That's strange. I generally find stuff like that easily manageable online. Gov.uk is usually a great resource and platform to get things done.



Space Lynx said:


> Traffic is a problem anywhere in world though, even my small town in America at rush hour, its nonsense. Humans should have designed a different system by now, but we are dumb species so eh, we will continue to wait in traffic lol


I think we should develop a different economic system instead. One where you don't need every member of the family working 5 days a week in separate jobs just to make ends meet. Everyone's life is a non-stop rush, so of course that affects rush hour traffic as well. I think it's wrong, though. We should also do something with overpopulation in urban areas.



Space Lynx said:


> Well Ireland has fairly cheap university if you are native Irish, but I never looked into UK uni, I just assumed it was cheap like the Irish ones. That sucks, oh well. I know Finland has free university, but you have to be top of your class to get in, which imo is a good thing, it means the people actually coming out of university really are the top of the class type folk, intellectual hubris might become a problem though ~ For Finland it doesn't seem to be a problem yet though.


Free uni is nice, but most of the courses are useless anyway. Don't get me wrong, my university years were awesome, but my BA in English Language and Literature is probably worth as much as the receipt you get at Sainsbury's after buying a portion of microwave chicken tikka.


----------



## Space Lynx (Tuesday at 8:20 AM)

AusWolf said:


> Rough crowds are one problem... another is franchises taking over. Most bigger pubs seem to be Whetherspoons or Greene King these days. The world's oldest pub is in Nottingham, it opened in 1189. I was shocked when I found out that even that is Greene King now. We have smaller, privately owned pubs as well, but you have to be local, or really outgoing to find them. Franchises aren't bad with their service, and for the fact that you can order food and drinks from your phone while sitting at your table, which is especially nice for an introvert like me, but I wouldn't mind having a little more variety in the food they serve. It's steak, fried chicken, burger or fish 'n' chips everywhere you go. Boring!  Craft beers on the other hand... mmm!
> 
> 
> That's strange. I generally find stuff like that easily manageable online. Gov.uk is usually a great resource and platform to get things done.
> ...



Don't you ever insult my Sainsburys Chicken Tikka!


----------



## AusWolf (Tuesday at 8:21 AM)

Space Lynx said:


> Don't you ever insult my Sainsburys Chicken Tikka!

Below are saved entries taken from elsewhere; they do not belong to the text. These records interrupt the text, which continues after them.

PR #118, opened 2018-07-06
Change dev versioning to be purely git based

seemethere:
# Overview
Switches dev versioning from being based on a set version like
`18.06.0-dev` to being based purely on the git commit timestamp / git
commit sha.

This should give us a bit more flexibility in terms of nightlies not
being tied to specific versions.

# Implementation details

Versioning will now look like this:

`0.${gitTimestamp}~${gitCommit}`

The prefixed `0.` is so that it will not *ever* get sorted above actual versions,
although it should never be in a position to be put in the same channel as actual
versions. 🤷‍♂️ 

<details>
<summary> Partial output of `docker version` </summary>

```
Client:
 Version:      0.20180706.170746~23d14578b4
 API version:  1.38
 Go version:   go1.10.3
 Git commit:   23d14578b4
 Built:        Fri Jul  6 17:26:29 2018
 OS/Arch:      linux/amd64
 Experimental: false
```

</details>

### DIFF
--- a/rpm/gen-rpm-ver
+++ b/rpm/gen-rpm-ver
@@ -11,6 +11,7 @@ if [[ $(uname) -eq "Darwin" ]]; then
 fi
 
 GIT_COMMAND="git -C $ENGINE_DIR"
+origVersion="$VERSION"
 rpmVersion="$VERSION"
 rpmRelease=3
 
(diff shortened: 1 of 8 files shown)


andrewhsu:
may need to either bump epoch or delete all nightly builds. having lower ver number will not show up as installable by default for 30 days.

seemethere:
@andrewhsu bumped epoch in 6456000

rpm/gen-rpm-ver
```diff
@@ -47,12 +48,12 @@ if [[ "$rpmVersion" == *-dev ]] || [ -n "$($GIT_COMMAND status --porcelain)" ];
     gitUnix="$($GIT_COMMAND log -1 --pretty='%at')"
     gitDate="$($DATE_COMMAND --date "@$gitUnix" +'%Y%m%d.%H%M%S')"
     gitCommit="$($GIT_COMMAND log -1 --pretty='%h')"
-    gitVersion="git${gitDate}.0.${gitCommit}"
     # gitVersion is now something like '20150128.112847.17e840a'
-    rpmVersion="${rpmVersion%-dev}"
-    rpmRelease="0.0.dev.$gitVersion"
+    rpmVersion="0.${gitDate}~${gitCommit}"
```
andrewhsu: i'm concerned about this [guideline](https://fedoraproject.org/wiki/Packaging:Versioning) from fedora:
> The tilde (~) notation which alters the way RPM does version comparisons MUST NOT be used.

seemethere: Not really it's that big of an issue:

```
❯ rpmdev-vercmp 1.0.0-~a 1.0.0~b
1.0.0-~a > 1.0.0~b
```

Related issue: https://bugzilla.redhat.com/show_bug.cgi?id=734802

`tilde` support was added in RPM 4.10.0 http://rpm.org/wiki/Releases/4.10.0

seemethere: Also the tilde isn't really being used as a **sortable** instrument, it's more just used to delineate between the timestamp and the commit sha.

Not really worried about the `tilde` affecting the `sortability` of the RPM packages.

PR #123, opened 2018-07-11
Add support for image build

dhiltgen:
This adds a new packaging variant for engine with an image

### DIFF
--- a/image/Dockerfile
+++ b/image/Dockerfile
@@ -1,0 +1,64 @@
+# Common builder
+FROM golang:1.10-alpine3.7 as builder
+
+#COPY hack/dockerfile/binaries-commits /
+
+COPY hack/dockerfile/install/tini.installer /
+COPY hack/dockerfile/install/proxy.installer /
+RUN apk --update add bash btrfs-progs-dev gcc libc-dev linux-headers \
+    git cmake make ca-certificates libltdl libtool libgcc && \
+    grep "_COMMIT=" /*.installer  |cut -f2- -d: > /binaries-commits
+
+# dockerd
+FROM builder as dockerd-builder
+WORKDIR /go/src/github.com/docker/docker
+COPY . /go/src/github.com/docker/docker
+ARG VERSION
+ENV VERSION ${VERSION}
+ARG DOCKER_GITCOMMIT
+ENV DOCKER_GITCOMMIT ${DOCKER_GITCOMMIT}
+# TODO The way we set the version could easily be simplified not to depend on hack/...
+RUN bash ./hack/make/.go-autogen
+RUN go build -o /sbin/dockerd \
+    -tags 'autogen netgo static_build selinux journald' \
+    -installsuffix netgo -a -buildmode=pie -ldflags '-w -extldflags "-static" ' \
+    github.com/docker/docker/cmd/dockerd
+
+# docker-proxy
+# TODO if libnetwork folds into the docker tree this can be combined above
+FROM builder as proxy-builder
+RUN git clone https://github.com/docker/libnetwork.git /go/src/github.com/docker/libnetwork
+WORKDIR /go/src/github.com/docker/libnetwork
+RUN source /binaries-commits && \
+    git checkout -q "$LIBNETWORK_COMMIT" && \
+    go build -buildmode=pie -ldflags="$PROXY_LDFLAGS" \
+        -o /sbin/docker-proxy \
+        github.com/docker/libnetwork/cmd/proxy
+
+# docker-init - TODO move this out, last time we bumped was 2016!
+FROM builder as init-builder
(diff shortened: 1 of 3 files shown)


dhiltgen:
I'm not sure where is the best place to wire up the pushing of the final image.  It looks like the Jenkinsfile in this tree is just for testing, not for the actual official builds.

dhiltgen:
> It looks like you are checking in

Oops, removing....

dhiltgen:
I've confirmed a hand-built version of this works.  The image is currently private (I'll update it to be public once we get the CI wired up and clean up any bogus tags)
```
% docker engine init --registry-prefix docker.io/docker --engine-version 0.20180427.003619-489956b
Pulling docker.io/docker/ce-engine:0.20180427.003619-489956b... done.
docker.io/docker/ce-engine:0.20180427.003619-489956b already present in containerd.
Waiting for engine to start... waiting for engine to be responsive... engine 0.20180427.003619-489956b is online.
Success!  The docker engine is now running.
% docker version
Client:
 Version:      18.09.0-dh1
 API version:  1.37
 Go version:   go1.10.2
 Git commit:   ca4496c
 Built:        Wed Jul 11 17:25:35 2018
 OS/Arch:      linux/amd64
 Experimental: false
 Orchestrator: swarm

Server:
 Engine:
  Version:      0.20180427.003619-489956b
  API version:  1.38 (minimum version 1.12)
  Go version:   go1.10.2
  Git commit:   
  Built:        
  OS/Arch:      linux/amd64
  Experimental: false

```

image/Dockerfile
```diff
@@ -0,0 +1,64 @@
+# Common builder
+FROM golang:1.10-alpine3.7 as builder
+
+#COPY hack/dockerfile/binaries-commits /
```
jose-bigio: Will we be using the binaries-commits at some point or is it okay to remove them?

image/Dockerfile
```diff
@@ -0,0 +1,64 @@
...
+RUN bash ./hack/make/.go-autogen
+RUN go build -o /sbin/dockerd \
+    -tags 'autogen netgo static_build selinux journald' \
+    -installsuffix netgo -a -buildmode=pie -ldflags '-w -extldflags "-static" ' \
+    github.com/docker/docker/cmd/dockerd
+
+# docker-proxy
+# TODO if libnetwork folds into the docker tree this can be combined above
+FROM builder as proxy-builder
+RUN git clone https://github.com/docker/libnetwork.git /go/src/github.com/docker/libnetwork
```
jose-bigio: In a future iteration will we need to have a way to specify a sha to pin down the version of libnetwork that we are using?

image/Dockerfile
```diff
@@ -0,0 +1,64 @@
...
+WORKDIR /tini
+RUN source /binaries-commits && \
+    git checkout -q "$TINI_COMMIT" && \
+    cmake . && make tini-static && \
+    cp tini-static /sbin/docker-init
+
+# runc
+FROM builder as runc-builder
+RUN apk --update add libseccomp-dev
+RUN git clone https://github.com/opencontainers/runc.git /go/src/github.com/opencontainers/runc
```
jose-bigio: Same  concern as with Libnetwork: Do we want to control what version we are cloning?

image/Makefile
```diff
@@ -0,0 +1,29 @@
...
+
+.PHONY: clean
+clean: ## remove build artifacts
+	docker rmi $(DOCKER_HUB_ORG)/$(ENGINE_IMAGE):$(STATIC_VERSION)
+
+.PHONY: static
+static: static-linux
+
+.PHONY: static-linux
+static-linux:
```
seemethere: Oh after a second look we can probably just rename these static related targets to just `image`

image/Dockerfile
seemethere: It's set in the installer script and there's a checkout on line 33

image/Dockerfile
dhiltgen: At some point in the last month or two the way we store the dependencies changed in the tree, and as I bounced back and forth between HEAD and shipped tags I had to keep switching models, so I left this in commented out to make it easier to transition.  Ultimately I think we need to refactor this in moby based on a top-level manifest or something along those lines, but I didn't want to make this dependent on that refactoring.

image/Dockerfile
dhiltgen: The checkout for this one is on line 53 below.

image/Makefile
dhiltgen: At first I was keeping them just in case we need to make OS specific binaries, but that'll probably require a more extensive refactoring to achieve, and it's just theoretical at this point, so renaming seems fine to me.

dhiltgen: I've renamed it to `image-linux`

PR #125, opened 2018-07-19
Update nightly builds to use Golang pseudo-version

thaJeztah:
based on golang's pseudo-version: https://groups.google.com/forum/#!topic/golang-dev/a5PqQuBljF4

I didn't... I only insulted the receipt you get when you pay for it.


----------



## kurosagi01 (Tuesday at 9:56 AM)

Unless you can afford private care or health insurance, the normal GP(General practitioner) are a lot of times a joke and can't resolve a lot of the technical health problems. Then there is the NHS with the long waiting list, purely because they are under-equipped because of our government. 

Everything is going up because of xyz excuses and reasons they like to blame outside influence.
Depending on where you are choosing to live, a lot of places in the UK is either OK or bad or quiet enough to feel safe and relaxed. If you like personal commuting in a car then live as far away from major cities.
7/10 the weather there is always rain, which makes the overall temperature a bit chilly for us UK born and its why we love complaining about the weather.


----------



## lexluthermiester (Yesterday at 5:15 AM)

the54thvoid said:


> In terms of landscape, North America has so much more to offer.


This is true! And it's less crowded here.


the54thvoid said:


> Culturally, there's a bigger difference than I realised.


OH so true! Not a bad thing. It's just different! I enjoyed living there and almost stayed. 


the54thvoid said:


> And obviously, we speak and spell things properly over here.


The Queens English is not perfect, but also not a bad thing. 



kurosagi01 said:


> Unless you can afford private care or health insurance, the normal GP(General practitioner) are a lot of times a joke and can't resolve a lot of the technical health problems. Then there is the NHS with the long waiting list, purely because they are under-equipped because of our government.


To be fair, something is better than nothing, which is what most people in the world have, nothing.


----------



## AusWolf (Yesterday at 5:29 AM)

lexluthermiester said:


> This is true! And it's less crowded here.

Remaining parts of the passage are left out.